Zu einem ähnlichen Ergebnis kommt auch eine Studie der Max-Planck-Gesellschaft. Wichtig sei allerdings, dass der Blickkontakt mindestens 30 Sekunden andauert. Auch stellte sich heraus, dass Frauen diesen berühmten »tiefen Blick« deutlich häufiger riskieren als Männer.
Ob sich die Forscher da nicht verrechnet haben? Romantiker und Nicht-Wissenschaftler hegen zu Recht Zweifel an dieser Behauptung. Tragen Sie eine Uhr mit Sekundenzeiger? Jemanden eine halbe Minute anzuschauen, wirkt im Abspann eines Films dramatisch, aber im Alltag eher bedrohlich als erotisch. Ganz ehrlich: Sind nicht diese kleinen, schüchternen Blicke inklusive Rotwerden und verlegen zur Seite schauen viel sympathischer und intimer als so ein offensives Anstarren?

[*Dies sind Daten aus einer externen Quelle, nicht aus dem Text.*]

PR #380, opened 2020-03-10
fix: upgrade K8s client to capture errors in Watch done() handlers

ivanstanev:

### What this does

Introduces a fix that allows errors to be emitted in Informer/Watch done() handlers.
This way we will be able to now see any API server errors, instead of receiving null in all cases.

### More information

- [The fix mentioned](https://github.com/kubernetes-client/javascript/commit/568a853dc10b41067f66e562853b2ca6d90d9c7b)
- [0.11.1 commits](https://github.com/kubernetes-client/javascript/commits/0.11.1)

### DIFF
--- a/package-lock.json
+++ b/package-lock.json
@@ -143,9 +143,9 @@
       }
     },
     "@kubernetes/client-node": {
-      "version": "0.10.3",
-      "resolved": "https://registry.npmjs.org/@kubernetes/client-node/-/client-node-0.10.3.tgz",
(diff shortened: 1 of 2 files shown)


ivanstanev:
Hmm, looking at the commit that they introduced in `0.11.1` I think we need to double-check how we treat the payload in the done() handler. It seems to be an array now?
Adding a DO NOT MERGE label for now

ivanstanev:
Reviewed the change and its PR (and the issue that PR links to), I think it is safe!
It will pass only a single error object, I think I got confused by the tests where I saw an array being used, but that's in a different context

PR #395, opened 2020-03-23
chore: remove CREATE_CLUSTER environment variable in tests

ivanstanev:
Make the platform setup entries generic enough so that they do not throw and do nothing whenever an action is not needed.
This allows us to execute actions in order and not be worried that they will throw, and allows us to remove the CREATE_CLUSTER environment variable. The platform itself will decide whether it needs to create a cluster, whether to delete or clean it, etc.

### More information

- [Jira ticket RUN-768](https://snyksec.atlassian.net/browse/RUN-768)
- #370 - addressing some of the comments


test/setup/index.ts
```diff
@@ -27,11 +26,9 @@ function getEnvVariableOrDefault(envVarName: string, defaultValue: string): stri
 export async function removeMonitor(): Promise<void> {
   await dumpLogs();
   try {
-    if (createCluster) {
-      await platforms[testPlatform].delete();
-    } else {
-      await platforms[testPlatform].clean();
-    }
+    await platforms[testPlatform].config();
```
shaimendel: why did you add the `config` call here?

test/setup/index.ts
```diff
@@ -90,17 +87,12 @@ export async function deployMonitor(): Promise<string> {
...
     await platforms[testPlatform].setupTester();
-    if (createCluster) {
-      await platforms[testPlatform].create();
-      await platforms[testPlatform].config();
-    } else {
-      await platforms[testPlatform].config();
-      await platforms[testPlatform].clean();
-    }
+    await platforms[testPlatform].create();
+    await platforms[testPlatform].config();
```
shaimendel: also here, just to make sure I understand - why did you remove the `clean` call here?

test/setup/index.ts
ivanstanev: Because of https://github.com/snyk/kubernetes-monitor/pull/395/files#diff-e5fa2adcbad65189e75788ac9a1fc12bR20-R28
At the start of the CI job/local test run, KUBECONFIG points to nothing

test/setup/index.ts
ivanstanev: Same as the previous comment, clean is now part of https://github.com/snyk/kubernetes-monitor/pull/395/files#diff-e5fa2adcbad65189e75788ac9a1fc12bR20-R28

PR #396, opened 2020-03-23
feat: docker-plugin with Distroless scanning support

Shesekino:

### What this does

bump docker-plugin with Distroless scanning support

### Notes for the reviewer

that's how I tested it locally:
1. build a local Distroless image
2. modify the system test to load it into the KinD cluster and run it
3. hack Skopeo's arguments during runtime so it doesn't try to save it from an image registry, but from my local docker daemon
4. observe the plugin scan the archive and return the same results as it does when running just the plugin on that image

I didn't enhance any of our tests since the logic of scanning Distroless belongs to the docker-plugin and not the Monitor. happy to enhance the testing in the Monitor if we think there's additional value in checking something specific.

### More information

https://snyksec.atlassian.net/browse/RUN-827

### DIFF
--- a/package-lock.json
+++ b/package-lock.json
@@ -3593,9 +3593,9 @@
       }
     },
     "snyk-docker-plugin": {
-      "version": "2.2.4",
-      "resolved": "https://registry.npmjs.org/snyk-docker-plugin/-/snyk-docker-plugin-2.2.4.tgz",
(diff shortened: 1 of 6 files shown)


shaimendel:
worths checking this again and see that we mention that the project is distroless in the UI

PR #399, opened 2020-03-24
chore: extract test tools into their own module

ivanstanev:
This allows to consolidate all the tools we use during tests into one place and make it easier to install them and clean them up.
This current change starts with skopeo and simplifies the system test, the idea is to do the same for all tools we use (kubectl, kind).

### DIFF
--- a/test/setup/tools/index.ts
+++ b/test/setup/tools/index.ts
@@ -1,0 +1,16 @@
+import {
+  path as skopeoPath,
+  install as installSkopeo,
+  remove as removeSkopeo,
+} from './skopeo';
+import { IThirdPartyTool } from './types';
+
+type SupportedTools = 'skopeo';
+
+export const tools: Record<SupportedTools, IThirdPartyTool> = {
+  skopeo: {
+    path: skopeoPath,
+    install: installSkopeo,
+    remove: removeSkopeo,
+  },
+};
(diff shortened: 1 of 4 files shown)


test/setup/tools/index.ts
```diff
@@ -0,0 +1,16 @@
+import {
+  path as skopeoPath,
```
Shesekino: why not ```import * as skopeo from './skopeo'``` if you want the skopeo prefix?
your import will be 1 line long
and usage will be skopeo.path instead of skopeopath

test/setup/tools/types.ts
```diff
@@ -0,0 +1,6 @@
+export interface IThirdPartyTool {
```
Shesekino: feels like over-abstracting things to be honest

test/setup/tools/skopeo.ts
```diff
@@ -0,0 +1,39 @@
...
+    if (!existsSync(directory)) {
+      mkdirSync(directory, { recursive: true });
+    }
+    await exec(`mv ./skopeo/skopeo ${path}`);
+    process.env['PATH'] = process.env['PATH'] + `:${directory}`;
+    await exec('rm -rf ./skopeo');
+  }
+}
+
+export async function remove() {
```
Shesekino: doesn't need to be async

ivanstanev:
Going to close this, I think you're right with the too many abstractions in tests!

PR #405, opened 2020-03-25
chore/cleanup tested operators

ivanstanev:

### What this does

The versioning scheme for our test Operators is `0.0.1-<commit sha>`.
Quay orders releases alphabetically when deciding what is the latest Operator release, meaning that the commit SHA with the highest string value wins - in the current case it is a several weeks old release starting with the SHA f6162b...
This means we have been testing the wrong release with every OpenShift test run.

The Operator catalog does not give us an easy way to pin to a specific version of the Operator, it will always choose the latest.
Hence as a workaround we can delete the Operator from Quay once we are done testing it.

### DIFF
--- a/.circleci/config.yml
+++ b/.circleci/config.yml
@@ -251,6 +251,11 @@ jobs:
             docker pull ${KUBERNETES_MONITOR_IMAGE_NAME_AND_TAG} &&
             .circleci/do-exclusively --branch staging --job ${CIRCLE_JOB} npm run test:integration:openshift4
       - run:
+          name: Delete Operator from Quay
+          command: |
+            ./scripts/delete-operator-from-quay.sh
+          when: always
+      - run:
           name: Notify Slack on failure
           command: |
             if [[ "$CIRCLE_BRANCH" == "staging" ]]; then
--- a/scripts/delete-operator-from-quay.sh
+++ b/scripts/delete-operator-from-quay.sh
@@ -1,0 +1,13 @@
+#! /bin/bash
+
+set -e
+
+QUAY_TOKEN=$(curl -H "Content-Type: application/json" -XPOST https://quay.io/cnr/api/v1/users/login -d "{\"user\": {\"username\": \"${QUAY_USERNAME}\", \"password\": \"${QUAY_PASSWORD}\"}}" | jq -r .token)
+OPERATOR_VERSION="0.0.1-${CIRCLE_SHA1}"
+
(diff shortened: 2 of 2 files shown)


.circleci/config.yml
```diff
@@ -250,6 +250,17 @@ jobs:
...
             docker pull ${KUBERNETES_MONITOR_IMAGE_NAME_AND_TAG} &&
             .circleci/do-exclusively --branch staging --job ${CIRCLE_JOB} npm run test:integration:openshift4
+      - run:
+          name: Delete Operator from Quay
+          command: |
+            export QUAY_TOKEN=$(curl -H "Content-Type: application/json" -XPOST https://quay.io/cnr/api/v1/users/login -d "{\"user\": {\"username\": \"${QUAY_USERNAME}\", \"password\": \"${QUAY_PASSWORD}\"}}" | jq -r .token)
+            export OPERATOR_VERSION="0.0.1-${CIRCLE_SHA1}"
+            STATUSCODE=$( curl --silent --output /dev/stderr --write-out "%{http_code}" -XDELETE -H "Accept: application/json" -H "Content-Type: application/json" -H "Authorization: $QUAY_TOKEN" "https://quay.io/cnr/api/v1/packages/snyk-runtime/snyk-operator/${OPERATOR_VERSION}/helm" )
+            if test $STATUSCODE -ge 300; then
+              echo "Unexpected status code $STATUSCODEE"
```
ivanstanev: Bug: should be STATUSCODE~E~

Shesekino: typo here? ```STATUSCODEE```

ivanstanev:
> the idea sounds good, but can we add less content to the circle ci config file please? it's already alarmingly huge

I am definitely up for that but did not want to spend more time on it since I already spent half a day  trying to work around the Operator Lifecycle Manager. In fact we have a Jira to track this debt but wasn't prioritised for this sprint: https://snyksec.atlassian.net/browse/RUN-839
WDYT about addressing it as part of that task, which will solve the growth of the config altogether?

Shesekino:
as I always say, Jira is where tasks go to die :) I'm concerned it will never be prioritised and never happen.
since we don't need to change the entire world, I'm only asking that we don't increase the existing debt.
how about starting with a small effort that could pave the way for bigger changes?

scripts/delete-operator-from-quay.sh
```diff
@@ -0,0 +1,13 @@
+#! /bin/bash
+
+set -e
+
+export QUAY_TOKEN=$(curl -H "Content-Type: application/json" -XPOST https://quay.io/cnr/api/v1/users/login -d "{\"user\": {\"username\": \"${QUAY_USERNAME}\", \"password\": \"${QUAY_PASSWORD}\"}}" | jq -r .token)
```
Shesekino: not sure you have to export those?

PR #416, opened 2020-03-30
test/openshift3 with yaml deployment

ivanstanev:

### What this does

Use a KinD cluster pinned to Kubernetes version 1.11.10. This allows us to simulate an OpenShift 3 environment.

### More information

- [Jira ticket RUN-826](https://snyksec.atlassian.net/browse/RUN-826)

### DIFF
--- a/.circleci/config.yml
+++ b/.circleci/config.yml
@@ -1,4 +1,4 @@
-version: 2
+version: 2.1
 
 default_machine_config: &default_machine_config
   machine:
@@ -28,6 +28,20 @@ main_branches_filter: &main_branches_filter
       ignore:
         - staging
         - master
+
+commands:
+  setup_node12:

Pheromone: Wenn man sich gut riechen kann
Natürlich haben wir alle schon von der sagenhaften Wirkung jener körpereigenen Lockstoffe gehört, die für spontane sexuelle Anziehung sorgen sollen. Pheromone sind Botenstoffe zur biochemischen Kommunikation zwischen Lebewesen. Bei Insekten dienen sie dazu, potenzielle Geschlechtspartner zu finden. Welche Pheromone im menschlichen Körper gebildet werden, und was sie bewirken, darüber gibt es zwar meterweise Literatur, aber kaum gesicherte praktische Erkenntnisse.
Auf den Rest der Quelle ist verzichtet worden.